You should now see the canary reject the broken fix, so it is never promoted, and the gate fail:

  [FAIL] fix canaried & promoted to live
6/7 checks passed
EVAL GATE: FAIL (exit 1) - a Part E pattern did not hold
exit: 1

The canary refused to ship a release that did not hold quality, and the gate turned red. Undo your change to make it green again. (This is the M26 loop: a regression makes the exit code non-zero.)

Step 7: Show it

Post in the chat your section G trace (all three modules firing on one incident), or the moment in Step 6 where the gate caught the broken fix.

If you get stuck

ModuleNotFoundError -> run from inside the folder with parts.py and drill.py.
The gate is green after Step 6 -> make sure you edited v3_fix (the fix), not v2_regressed, and saved the file. The canary compares the fix to the live baseline on the eval set.
"Which line is which module?" -> every block in parts.py has a header naming its source module (M31, M32, or M33).

Check yourself

Why mitigate (roll back) before finding the root cause?

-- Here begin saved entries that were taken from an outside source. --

Issue #4895, opened 2021-01-24
Grommet fails to run with snowpack


jeferson-sb:
I have a pretty simple application with Grommet, Styled Components and Snowpack installed
But when I start the app I'm getting the following message:

![image](https://user-images.githubusercontent.com/30840709/105618861-d0a23380-5dca-11eb-9298-f7523513a892.png)

I tried to install a different version of styled-components (above 5.1) but it also doesn't work.
Snowpack with styled-components alone seems to work fine though. 

### Expected Behavior

The application should launch without any issues.

### Actual Behavior

I get a `Uncaught TypeError: (0 , _styledComponents.default) is not a function` error message

### URL, screen shot, or Codepen exhibiting the issue

Codesandbox: https://codesandbox.io/s/grommet-snowpack-repro-o3zks

### Your Environment

- Grommet version: 2.16.2
- Browser Name and version: Microsoft Edge 87
- Operating System and version (desktop or mobile): Desktop Windows 10

ShimiSun:
Were you able to make it work with only snowpack & styled-components, to make sure this issue is caused by using grommet?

Users are hurting now. A rollback to the last-good release is a safe, one-call way to make them healthy immediately. Root-cause analysis can take hours and is done after the service recovers, not before. The drill recovers the SLI from 80% to 100% the instant it rolls back.

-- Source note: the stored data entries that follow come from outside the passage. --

PR #5212, opened 2021-05-03
Changed List to add onOrder

ericsoderberghp:
#### What does this PR do?

Adds `onOrder` property to List.
This adds controls to re-order the data items. Buttons are added for accessible access. Drag and drop is added for mouse convenience.

Check out the story to see how it works

Just a story so far, still need unit tests

storybook

Related to https://github.com/grommet/hpe-design-system/issues/1595

yes

eventually

backwards compatible


src/js/components/List/List.js
```diff
@@ -262,18 +350,128 @@ const List = React.forwardRef(
...
+                    },
+                    onDrop: () => {
+                      if (orderingData) {
+                        onOrder(orderingData);
+                      }
+                    },
+                    ref: dragging === index ? draggingRef : undefined,
+                  };
+
+                  const Up = theme.list.icons.up;
```
britt6612, line 392: This should be added to the docs under the theme section so users are aware they can change these.
`list.icons.up`

src/js/components/List/List.js
```diff
@@ -39,6 +40,9 @@ const StyledList = styled.ul`
 
 const StyledItem = styled(Box)`
   ${props => props.onClick && `cursor: pointer;`}
+  ${props =>
+    props.draggable &&
+    `cursor: move;`}
```
britt6612, line 45: Looking ahead at designs for ordering of items did we want the cursor to be `cursor: grab`?

MikeKingdom: Eric and I talked about this and decided to use the `move` cursor instead. Typically, `move` is used more for moving items around (look at github's backlog page as an example.) Hand and grab are more for when you're manipulating something that will change it's properties like edit, drop in a trashcan, etc.

src/js/components/List/List.js
```diff
@@ -66,6 +70,43 @@ const normalize = (item, index, property) => {
...
+  const result = array.slice(0);
+  const tmp = result[source];
+  if (source < target)
+    for (let i = source; i < target; i += 1) result[i] = result[i + 1];
+  else for (let i = source; i > target; i -= 1) result[i] = result[i - 1];
+  result[target] = tmp;
+  return result;
+};
+
+const getPrimaryContent = (item, index, primaryKey) => {
```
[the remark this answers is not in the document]
MikeKingdom: Certainly. totally agree.

src/js/components/List/List.js
```diff
@@ -105,32 +148,74 @@ const List = React.forwardRef(
...
+    
+    
+    if (active >= 0) {
+      let activeId;
+      // We have an item that is 'focused' within the list. This could
+      // be the list item or one of the up/down ordering buttons.
+      // We need to figure out an id of the thing that will be shown as active
+      if (onOrder) {
+        // figure out which arrow button will be the active one.
+        const btnId = (active % 2) ? 'MoveDown' : 'MoveUp';
```
ericsoderberghp, line 167: grommet tends to avoid compressing variable names, suggest 'btnId' => 'buttonId'.

src/js/components/List/List.js
```diff
@@ -66,6 +70,43 @@ const normalize = (item, index, property) => {
...
+    } else {
+      primaryContent = normalize(item, index, primaryKey);
+    }
+  }
+
+  return primaryContent;
+};
+
+
+const chooseKey = (item, index, primaryContent) => {
```
ericsoderberghp, line 97: grommet convention would call these 'getKey' and 'getItemId'

src/js/components/List/List.js
```diff
@@ -93,6 +135,7 @@ const List = React.forwardRef(
     const theme = useContext(ThemeContext);
     const [active, setActive] = useState();
```
ericsoderberghp, line 136: Can we had a comment here explaining what 'active' means, since it has some interesting nuances in it when ordering?

src/js/components/List/List.js
```diff
@@ -105,32 +148,74 @@ const List = React.forwardRef(
...
-                  event.persist();
-                  const adjustedEvent = event;
-                  adjustedEvent.item = data[active];
-                  adjustedEvent.index = active;
-                  onClickItem(adjustedEvent);
+                  if (onOrder) {
+                    const index = Math.trunc(active / 2);
+                    if (active % 2) {
+                      onOrder(reorder(data, index, index + 1));
+                      setActive(Math.min(active + 2, data.length * 2 - 2));
```
ericsoderberghp, line 188: Maybe a comment here explaining that we are adjusting `active` so that the same control on the moved item remains active after the reorder?

ericsoderberghp (commented):
Nice. Just a few naming suggestions.

ericsoderberghp:
I approve, I just don't get a button to declare that. :)

src/js/components/List/__tests__/List-test.js
```diff
@@ -21,6 +21,7 @@ describe('List', () => {
     const { container, getByText } = render(
       <Grommet>
         <List
+          aria-label="List"
```
halocline, line 24: Is their value to adding Jest tests for the various onOrder functionality? Thinking about:
- keyboard interactions
- getByText, mouseover up button, click button, confirm reorder occurred ...
- something to provide developer feedback if they are combining onOrder with paginate and/or onClickItem (test would confirm the feedback, console warning or the like would need to be implemented) --> this is documented, but does something like this improve the developer experience? --> is this overthinking?

src/js/themes/base.js
```diff
@@ -997,6 +997,10 @@ export const generate = (baseSpacing = 24, scale = 6) => {
         pad: { horizontal: 'medium', vertical: 'small' },
         // extend: undefined,
       },
+      icons: {
+        down: FormDown,
+        up: FormUp,
+      },
```
halocline, line 1003: add these as types to `base.d.ts`?

halocline (commented):
Functionality, behavior, accessibility, implementation, clean API -- all look great.

- Question re: value of hardening with tests
- Theme type definitions for up/down icons

src/js/themes/base.js
MikeKingdom: Good catch.

src/js/components/List/__tests__/List-test.js
MikeKingdom: I implemented the tests for keyboard and mouse onOrder functionality.
I didn't put in a warning for the onClickItem since it seems reasonable to still specify onClickItem even though you temporarily specify onOrder to let it be reordered (e.g. the example in the figma)

halocline (approved):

How does the regression case (M31 → M26) make the system safer?

The incident's postmortem produces an eval case that the bad release fails and the fix passes. Added to the gate, it means CI will catch that exact bug before it can ship again. Each incident leaves behind a test, so the system gets more reliable over time.

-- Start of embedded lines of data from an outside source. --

PR #5213, opened 2021-05-04
Add `badge` prop to Button

### LINKED ISSUE #5193: Enhance Button to have `badge` prop
### Expected Behavior

Enhance Button with a badge prop to allow "badge" behavior out of the box. Right now this behavior can be achieved with Stack but it requires a heavy bit of JSX, handling via a prop would be convenient as this is a common pattern. Some use cases to consider:
Screen Shot 2021-04-27 at 10 51 15 AM
Screen Shot 2021-04-27 at 10 50 24 AM

### Steps to Reproduce

1. 2. 3.

### Your Environment

- Grommet version:
- Browser Name and version:

taysea:
#### What does this PR do?
This PR adds `badge` as a prop to button. The badge is an indicator that appears on the top-right corner of the Button.

```
`badge` can take the following forms:
badge={2} // typeof number
badge={{background?: BackgroundType, max?: number, value?: number | boolean}}
badge={Custom JSX}
badge // boolean
```

To keep consistent dimensions, the badge has a min-width and min-height of the theme's baseSpacing, but will grow to fit the content when necessary. Adjustments to width/height are handled in useEffects that reference a `ref` placed on the badge container.

Note: Snapshot changes are merely re-ordering of classes, but the values have not changed.

src/js/components/Button/Button.js

Created Badge story and added jest tests.

In local storybook.

Closes #5193 

Updated here.

Enhanced Button to have `badge` prop

Backwards compatible.


src/js/themes/base.js
```diff
@@ -397,6 +397,13 @@ export const generate = (baseSpacing = 24, scale = 6) => {
       // extend: undefined,
     },
     button: {
+      badge: {
```
britt6612, line 400: add these to `base.d.ts`

taysea: Thank you! good reminder

ShimiSun (commented):
The layout doesn't look great on Chromatic 
image
https://www.chromatic.com/test?appId=5d9774839a6eff00203f5cbf&id=6090986e7cf1220039a9d51d

ericsoderberghp:
> The layout doesn't look great on Chromatic
> image
> https://www.chromatic.com/test?appId=5d9774839a6eff00203f5cbf&id=6090986e7cf1220039a9d51d
> 
> @ericsoderberghp thoughts? The reason the badge is not on the icon directly is because it is offset from the button corner (not icon). wondering if we want to rethink the offset approach?

The tricky part is having visibility into where to find the right "corner". Different icons have different visible corners. And, a Button with children rendering is even harder to figure out. I'm open to exploring to see if we can find something though.

src/js/components/Button/Button.js
```diff
@@ -343,9 +370,87 @@ const Button = forwardRef(
...
+      let value;
+      if (typeof badgeProp === 'number') value = badgeProp;
+      else if (typeof badgeProp === 'object') value = badgeProp.value;
+
+      let badge;
+      if (value || typeof badgeProp === 'boolean') {
+        if (value) {
+          badge = (
+            <Text color="text-strong" size="small" ref={badgeRef}>
+              {value > max ? `${max}+` : value}
```
halocline, line 414: Are we okay here if max is not defined by neither the badgeProp nor the theme?

src/js/components/Button/doc.js
```diff
@@ -44,6 +45,22 @@ export const doc = Button => {
...
+      PropTypes.shape({
+        background: backgroundPropType,
+        max: PropTypes.number,
+        value: PropTypes.number,
+      }),
+    ])
+      .description(
+        `An indicator to show on the top-right of the Button. For accessibility,
+         add an aria-label that provides a useful message to screen readers. 
+         For example, "2 unread notifications".`,
```
halocline, line 61: Are we encouraging callers to use `aria-label` over `a11yTitle`? I know we are supporting `aria-label` but `a11yTitle` is the documented prop.

Also, would this be more clear to reference "add an a11yTitle to the Button...?" If I wasn't as familiar, I might assume that was something I should call from the badge.
```suggestion
        `An indicator to show on the top-right of the Button. For accessibility,
         supplement the badge by adding an a11yTitle to the Button which 
         provides a useful message to screen readers. For example, "2 unread 
         notifications".`,
```

src/js/components/Button/doc.js
```diff
@@ -92,7 +109,9 @@ with plain Buttons.`,
     href: PropTypes.string.description(
       'If specified, the button will behave like an anchor tag.',
     ),
-    icon: PropTypes.element.description('Icon element to place in the button.'),
+    icon: PropTypes.element.description(`Icon element to place in the button. 
+    For accessibility with screen readers, if using just an icon (no label), 
+    add an aria-label that describes the icon.`),
```
halocline, line 114: Similar question/comment related to `aria-label` vs `a11yTitle` plus specificity as to where to add.

src/js/components/Button/doc.js
```diff
@@ -251,6 +270,30 @@ export const themeDoc = {
...
+    defaultValue: 'brand',
+  },
+  'button.badge.max': {
+    description: `The max number to display in the badge. If max is 9 and badge 
+    has value of 10, 9+ will be displayed.`,
+    type: 'number',
+    defaultValue: undefined,
+  },
+  'button.badge.size.medium': {
+    description: `The minimum width and height of the badge.`,
```
halocline, line 293: Minimum when containing content? What if badge={true}?

src/js/components/Button/index.d.ts
```diff
@@ -17,6 +17,10 @@ import { TipProps } from '../Tip';
 export interface ButtonProps {
   a11yTitle?: A11yTitleType;
   alignSelf?: AlignSelfType;
+  badge?:
```
halocline, line 20: JSX.Element as well?

src/js/components/Button/stories/Badge.js
```diff
@@ -0,0 +1,55 @@
...
+          <Box background="status-critical" pad="xsmall" round="xsmall">
+            <Alert size="small" />
+          </Box>
+        }
+        hoverIndicator
+        {...props}
+      />
+      <Button
+        aria-label="23 Unread Notifications"
+        icon={<Notification />}
```
halocline, line 43: Similar comment to @ShimiSun about positioning on icon only buttons is odd, but don't currently have any immediate recommendations, unless we were to conditionally move the Stack inside of the styledButtonResult or set the guiding child differently.

src/js/components/Button/stories/Badge.js
```diff
@@ -0,0 +1,55 @@
...
+        badge
+        hoverIndicator
+        {...props}
+      />
+    </Box>
+  </Grommet>
+);
+
+export default {
+  title: 'Controls/Button/Badge',
```
halocline, line 54: Is there any merit to including / augmenting a Typescript story implementation as well? Would that help proactively catch type errors?

src/js/components/Button/index.d.ts
taysea: Good catch.

src/js/components/Button/stories/Badge.js
taysea: Great idea. Going to make this story a `.tsx` instead.

src/js/components/Button/Button.js
```diff
@@ -343,9 +370,87 @@ const Button = forwardRef(
...
+    // if badge has a number, we want to scale the badge to fit.
+    // width will also be used to know how far to horizontally offset the badge
+    useEffect(() => {
+      if (badgeRef && badgeRef.current && typeof badgeProp !== 'boolean') {
+        setBadgeWidth(getDimension('width', badgeProp, badgeRef, theme));
+      }
+    }, [badgeProp, theme]);
+
+    const [badgeHeight, setBadgeHeight] = useState(defaultBadgeDimension);
+    // if badge has custom JSX, we want to scale the badge to fit.
```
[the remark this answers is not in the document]
taysea: Yes, agreed. we don't need.

src/js/components/Button/Button.js
```diff
@@ -92,12 +96,34 @@ const getIconColor = (paths = [], theme, colorProp, kind) => {
   return result[1] || undefined;
 };
 
+const getDimension = (dimension, badgeProp, badgeRef, theme) => {
```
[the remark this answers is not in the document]
taysea: Good suggestion. I'll change.

src/js/components/Button/Button.js
taysea: Yes, we check if there is a value before comparing to max. If so, value > undefined will resolve to false

https://developer.mozilla.org/en-US/docs/Web/JavaScript/Reference/Operators/Greater_than#comparing_boolean_null_undefined_nan

src/js/components/Button/Button.js
```diff
@@ -343,9 +370,87 @@ const Button = forwardRef(
...
-        return <Tip content={tip}>{styledButtonResult}</Tip>;
+        styledButtonResult = <Tip content={tip}>{styledButtonResult}</Tip>;
       }
-      return <Tip {...tip}>{styledButtonResult}</Tip>;
+      styledButtonResult = <Tip {...tip}>{styledButtonResult}</Tip>;
+    }
+
+    const defaultBadgeDimension =
+      typeof badgeProp === 'boolean'
+        ? // empty badge should be smaller
```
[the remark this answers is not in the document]
taysea: Yes, this is aesthetic but I've added a comment now to capture that.

src/js/components/Button/Button.js
```diff
@@ -343,9 +370,87 @@ const Button = forwardRef(
...
+          `${parseInt(theme.button.badge.size.medium.replace('px', ''), 10) /
+            2}px`
+        : theme.button.badge.size.medium;
+
+    const [badgeWidth, setBadgeWidth] = useState(defaultBadgeDimension);
+    // if badge has a number, we want to scale the badge to fit.
```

Why canary the fix instead of just deploying it?

Because the original bug shipped precisely because a release went out with no canary. The canary scores the candidate against the live baseline on the eval set (now including the regression case) and promotes only if quality holds, so a "fix" that re-breaks something is rejected before users see it.

What does the eval gate's exit code give you?

A machine-checkable verdict on the whole shift. Exit 0 means every Part E pattern held; non-zero means one did not. That is exactly what CI (M26) keys on to block a bad change automatically.